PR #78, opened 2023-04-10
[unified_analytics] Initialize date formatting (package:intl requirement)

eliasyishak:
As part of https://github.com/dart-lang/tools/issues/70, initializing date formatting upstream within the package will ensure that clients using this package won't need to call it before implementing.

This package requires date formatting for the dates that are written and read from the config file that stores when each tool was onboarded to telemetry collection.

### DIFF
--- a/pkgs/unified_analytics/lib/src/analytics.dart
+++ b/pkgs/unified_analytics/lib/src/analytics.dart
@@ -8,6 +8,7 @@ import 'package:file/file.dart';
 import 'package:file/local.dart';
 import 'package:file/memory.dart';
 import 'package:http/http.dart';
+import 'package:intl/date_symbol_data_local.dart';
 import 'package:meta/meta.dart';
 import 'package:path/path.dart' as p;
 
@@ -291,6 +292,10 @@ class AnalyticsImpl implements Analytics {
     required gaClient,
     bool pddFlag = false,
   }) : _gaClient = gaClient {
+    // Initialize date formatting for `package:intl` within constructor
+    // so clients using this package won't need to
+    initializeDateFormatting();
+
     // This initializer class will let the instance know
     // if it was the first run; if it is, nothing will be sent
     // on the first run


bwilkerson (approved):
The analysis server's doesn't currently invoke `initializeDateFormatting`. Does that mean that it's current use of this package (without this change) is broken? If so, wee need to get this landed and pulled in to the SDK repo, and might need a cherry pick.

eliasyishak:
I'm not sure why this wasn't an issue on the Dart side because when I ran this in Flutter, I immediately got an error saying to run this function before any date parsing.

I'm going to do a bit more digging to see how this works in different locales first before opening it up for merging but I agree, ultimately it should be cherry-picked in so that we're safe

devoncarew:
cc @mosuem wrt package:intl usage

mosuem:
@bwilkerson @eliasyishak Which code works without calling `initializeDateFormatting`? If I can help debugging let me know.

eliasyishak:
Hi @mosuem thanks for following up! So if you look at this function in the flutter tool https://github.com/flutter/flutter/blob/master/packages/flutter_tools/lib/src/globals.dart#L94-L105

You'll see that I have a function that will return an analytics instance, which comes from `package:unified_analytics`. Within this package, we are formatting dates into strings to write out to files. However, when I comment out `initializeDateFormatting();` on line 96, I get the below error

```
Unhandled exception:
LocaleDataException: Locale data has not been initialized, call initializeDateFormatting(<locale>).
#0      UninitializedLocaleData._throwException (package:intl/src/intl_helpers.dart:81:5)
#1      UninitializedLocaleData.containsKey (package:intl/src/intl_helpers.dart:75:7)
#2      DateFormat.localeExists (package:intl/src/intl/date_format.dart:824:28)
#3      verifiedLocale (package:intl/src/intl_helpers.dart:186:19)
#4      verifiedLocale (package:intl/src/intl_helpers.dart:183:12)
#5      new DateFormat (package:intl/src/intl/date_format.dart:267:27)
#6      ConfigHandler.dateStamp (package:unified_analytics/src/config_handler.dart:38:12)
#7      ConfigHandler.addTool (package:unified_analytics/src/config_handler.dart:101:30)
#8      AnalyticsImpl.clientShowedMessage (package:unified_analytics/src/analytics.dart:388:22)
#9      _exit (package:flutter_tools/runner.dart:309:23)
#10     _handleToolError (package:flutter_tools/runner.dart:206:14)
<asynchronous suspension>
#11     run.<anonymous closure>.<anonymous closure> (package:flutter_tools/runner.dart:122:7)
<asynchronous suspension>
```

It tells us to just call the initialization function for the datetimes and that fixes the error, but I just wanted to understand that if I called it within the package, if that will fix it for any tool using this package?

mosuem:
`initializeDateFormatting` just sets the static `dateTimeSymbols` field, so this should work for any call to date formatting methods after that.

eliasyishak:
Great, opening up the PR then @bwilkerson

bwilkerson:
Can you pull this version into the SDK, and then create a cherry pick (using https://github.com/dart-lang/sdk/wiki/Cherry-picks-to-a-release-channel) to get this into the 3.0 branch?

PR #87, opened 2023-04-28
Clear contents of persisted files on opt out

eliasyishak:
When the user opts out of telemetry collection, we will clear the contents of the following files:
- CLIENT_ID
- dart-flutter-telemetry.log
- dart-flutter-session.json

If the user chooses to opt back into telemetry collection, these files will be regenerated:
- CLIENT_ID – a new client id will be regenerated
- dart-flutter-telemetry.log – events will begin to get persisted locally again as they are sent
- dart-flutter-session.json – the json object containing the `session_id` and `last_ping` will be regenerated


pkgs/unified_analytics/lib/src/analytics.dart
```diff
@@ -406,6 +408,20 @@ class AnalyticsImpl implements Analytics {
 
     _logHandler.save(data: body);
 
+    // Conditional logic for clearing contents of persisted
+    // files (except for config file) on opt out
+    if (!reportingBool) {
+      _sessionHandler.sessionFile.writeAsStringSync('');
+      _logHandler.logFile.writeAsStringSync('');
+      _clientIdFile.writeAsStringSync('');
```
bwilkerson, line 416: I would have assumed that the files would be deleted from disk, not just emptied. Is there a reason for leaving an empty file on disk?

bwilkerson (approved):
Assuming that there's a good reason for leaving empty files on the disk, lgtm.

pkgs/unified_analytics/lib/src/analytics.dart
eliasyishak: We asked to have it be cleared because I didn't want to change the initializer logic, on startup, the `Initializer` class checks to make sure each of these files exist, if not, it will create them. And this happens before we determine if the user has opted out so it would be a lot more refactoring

→ Aim of the exercise: Every line of the data that includes the word "disk" should be copied.

→ Expected output:
bwilkerson, line 416: I would have assumed that the files would be deleted from disk, not just emptied. Is there a reason for leaving an empty file on disk?
Assuming that there's a good reason for leaving empty files on the disk, lgtm.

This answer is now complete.